PR #939, opened 2018-09-10
network.tc*: add the ability to detect systemd based network devices

RubenKelevra:
…ames

### DIFF
--- a/plugins/network/tc_
+++ b/plugins/network/tc_
@@ -61,7 +61,7 @@ case "$1" in
     suggest)
 	if [ -r /proc/net/dev ]; then
 	    awk '
-                /^ *(eth|tap|bond|wlan|ath|ra|sw)[0-9]+:/ {
+                /^ *(eth|tap|bond|wlan|ath|ra|sw|eno|ens|enp|wlp|wl)[0-9]*/ {
                    split($0, a, /: */);
                    gsub(/^ +/,"",a[1]);
                    if (($2 > 0) || ($10 > 0)) print a[1]; }' /proc/net/dev
--- a/plugins/network/tc_drops_
+++ b/plugins/network/tc_drops_
@@ -32,12 +32,10 @@ case $1 in
     suggest)
 	if [ -r /proc/net/dev ]; then
 	    awk '
-                /^ *(eth|tap|bond|wlan|ath|ra|sw)[0-9]+:/ {
+                /^ *(eth|tap|bond|wlan|ath|ra|sw|eno|ens|enp|wlp|wl)[0-9]*/ {
                    split($0, a, /: */);
                    gsub(/^ +/,"",a[1]);
                    if (($2 > 0) || ($10 > 0)) print a[1]; }' /proc/net/dev
-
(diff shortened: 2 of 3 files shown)


sumpfralle:
Thank you for taking care!

btw: did you add the "cake" plugin by mistake?

plugins/cake/cake_
```diff
@@ -0,0 +1,131 @@
...
+    config)
+	
+	echo "graph_title $DEVICE cake packet handling stats"
+	echo 'graph_args --base 1000'
+	echo 'graph_vlabel packets per second'
+	echo 'graph_category network'
+	echo "graph_info This graph shows the general packet handling status of egress traffic of the $DEVICE network interface."
+	
+	echo "backlog.label backlog";
+    echo "backlog.draw LINE2";
```
sumpfralle: Here you seem to mix intendation styles.

Just in case you are using vim: maybe the following is suitable for you?
```
set list
set listchars=tab:▸\ 
```

plugins/cake/cake_
```diff
@@ -0,0 +1,131 @@
...
+    autoconf)
+	if [ -r /proc/net/dev ]; then
+	    echo yes
+	    exit 0
+	else
+	    echo "no (/proc/net/dev not found)"
+	    exit 1
+	fi
+	;;
+    suggest)
```
sumpfralle: Just as a thought: personally I prefer multigraph plugins due to their ease of configuration (automatically following changes with regard to obsolete/new interfaces).
Maybe you want to turn this plugin into a multigraph plugin instead of a suggest-style plugin?
(just a matter of taste - the decision is up to you)

plugins/cake/cake_
```diff
@@ -0,0 +1,131 @@
...
+	if [ -r /proc/net/dev ]; then
+	    ifs="$(awk '
+                /^ *(eth|tap|bond|wlan|ath|ra|sw|eno|ens|enp|wlp|wl)[0-9]*/ {
+                   split($0, a, /: */);
+                   gsub(/^ +/,"",a[1]);
+                   if (($2 > 0) || ($10 > 0)) print a[1]; }' /proc/net/dev)"
+		cake_ifs=()
```
sumpfralle: Are you sure, that this array access works with `sh` (e.g. `dash`)?

plugins/cake/cake_
```diff
@@ -0,0 +1,131 @@
...
+}
+
+case "$1" in
+    autoconf)
+	if [ -r /proc/net/dev ]; then
+	    echo yes
+	    exit 0
+	else
+	    echo "no (/proc/net/dev not found)"
+	    exit 1
```
sumpfralle: The exitcode of an `autoconf` call [should be zero, even for "no"](http://guide.munin-monitoring.org/en/latest/develop/plugins/plugin-concise.html?highlight=autoconf#autoconf).

RubenKelevra:
Thanks for your review, I saved it and will apply the ideas to the cake plugin... actually I wrote two, but as you can see, I guess I'm just too tired. Sorry for the mess. I'll open a new PR to commit the changes.

PR #1157, opened 2020-12-15
[plugin/nextcould] Fix incorrect data output

shtrom:
I stupidly forgot to output the `.value` for the data fields in my previous refactor, which completely broke the plugin. Sorry about that...


sumpfralle:
hehe - things happen - thank you!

__________________________________________________

Filter on the word "data": copy each matching line from the entries above.

Result of this exercise
[plugin/nextcould] Fix incorrect data output
I stupidly forgot to output the `.value` for the data fields in my previous refactor, which completely broke the plugin. Sorry about that...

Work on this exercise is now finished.